Directed by Ben Kitnick, who co-wrote the film with Halkias and Haney, the story Let’s create a cult by design shaggy: Annoyed by his disgusting behavior, Chip’s cult carries out their poisoning ritual without him, which sets off a series of events as a defeated Chip returns to his parents’ house, sees on the news that William is still alive, and, on the run from the law, tracks him down and blackmails him into helping him found a new cult. Their subsequent recruiting trip, which makes up most of the film, is nothing more than an excuse to introduce a gang of charming oddballs and place them in various locations where they can exchange freewheeling, improvised dialogue and engage in wild entertainment.

That’s how we find ourselves in the apartment of rejected army candidate Tyler (Eric Rahill), who William correctly surmises is a soft target worth bringing in; Chip and Tyler play on the Nintendo 64 while Tyler’s not-fiancée, played by Zuri Salahuddin (“You can’t call someone your fiancée if they say no!”), has a loud cameo of animal sex. Joe Pera in the next room. Also in this way we get a slow montage, reminiscent of gas station scene Zoolander where Chip, William, Tyler and new cult recruit Diane (Katie Fullan) paint a car with house paint; it ends with Chip bizarrely throwing a bucket of paint at William’s eye and nearly blinding him. How more should they hide their car from the cops except by randomly and conspicuously repainting it blue?
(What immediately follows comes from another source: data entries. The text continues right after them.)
Issue #119, opened 2025-03-19
Cannot pass a python int to a struct `float`.


csyonghe:
```slang
// example.slang
struct Uniforms {
   float width, height;
}

float4 render(Uniforms u, int2 threadId)
{
    return 0;
}
```

```python
import slangpy as spy
import sgl
from app import App
from slangpy.types import call_id

app = App()
module = spy.Module.load_from_file(app.device, "example.slang")

u = {
   "width": app._window.width,
   "height": app._window.height
}
module.render(u, call_id(), _result=app.output)
```

Results in a marshalling error when passing `u.width` (a python int) to `Uniforms::width` (a slang float).

PR #306, opened 2025-06-25
Enable more flexible conversions from Python scalars to SlangPy arguments

venkataram-nv:
Addresses #119

**TLDR:** Allow passing Python `int`s as `float`s to slangpy (scalar parameters and fields of struct parameters) and vice versa.

From the SlangPy side this really only involves modifying the `IConvertibleFrom` specializations in `core.slang`. In addition to errors with passing a Python `int` to a SlangPy `float` field, there were likewise errors in passing a Python `float` to a SlangPy `int` field.

```slang
struct IntStruct {
        int x;
}

struct FloatStruct {
        float x;
}

float4 ok(float x)
{
        return x;
}

float4 error1(IntStruct s)
{
        return s.x;
}

float4 error2(FloatStruct s)
{
        return s.x;
}
```

```py
module = spy.Module.load_from_file(device, 'example.slang')

# Invocations
x = module.ok(x=512)
x = module.error1({ 'x': 512.0 })
x = module.error2({ 'x': 512 })
```

> [!IMPORTANT]  
> For Python `float` to SlangPy `int` field passing to work, there needs to be a slight correction in nanobind. Casting from int to float works already, but casting the other way (float to int) will result in a crash. I have a fix implemented in a fork on the current SlangPy nanobind fork, the diff can be viewed [here](https://github.com/skallweitNV/nanobind/compare/inheritance-fix...venkataram-nv:nanobind:casting?diff=split&w).

### DIFF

At the center of it all is Halkias as Chip, who wrings every line out of every line, imbuing it with the perfect combination of smug man-child irritability and bruised ego. In one scene, he tries to repeat an obvious lie he told his parents to explain why he disappeared from their lives to join a cult: “Last time, Mom, I was training to become a karate champion in Tokyo, but the day before the big championship, my sensei betrayed me and stole my beautiful girlfriend Akiko. I was too heartbroken to fight, so I lost! Is no one listening to me in this house?! In another scene, he works himself into a frenzy by recounting the outcome of a professional wrestling match that happened 19 years ago, lamenting, “God, this thing was rigged!”

You don’t have to squint too hard watching Halkias perform to see echoes of Danny McBridewhose work is an obvious reference point in the construction of Chip. Like Fred Simmons in The path of the fist with the footChip’s misguided bluster acts as a subtle commentary on the ridiculousness of masculinity, and none of his stabs at charisma ever reach the point of making you lose sight of the fact that the joke is on him. (The same can’t be said for the comedy in Shane Gillies’ Netflix sitcom. Tiresin which Chalkias also appeared this year.) But there’s also a pathos to the character that makes his sickening case easier to stomach. Sometimes he’s just a young bully, but just as often he acts out of insecurity, an inability to deal with his emotions, or a desperation to connect. That’s why the film’s ending, when Chip finds a loving home with his cult recruits turned friends, conveys genuine heart. As much as you’d love to hang out with this guy, it’s nice to see him get a win.

In his 2018 Master ClassApatow discussed the value of writing comedies as dramas. then working backwards to introduce the jokes. “It doesn’t really help to think of these stories as comedies,” he said. “The problem with a lot of comedies is that they primarily serve a comedic premise and don’t really have a reason to exist.” His films were constantly criticized for being too long and ambitious. Let’s create a cult Meanwhile, it takes the opposite approach: it starts with a comic premise and then moves backwards to introduce drama. It has no reason to exist other than as a vehicle for jokes, and that’s all the better for it.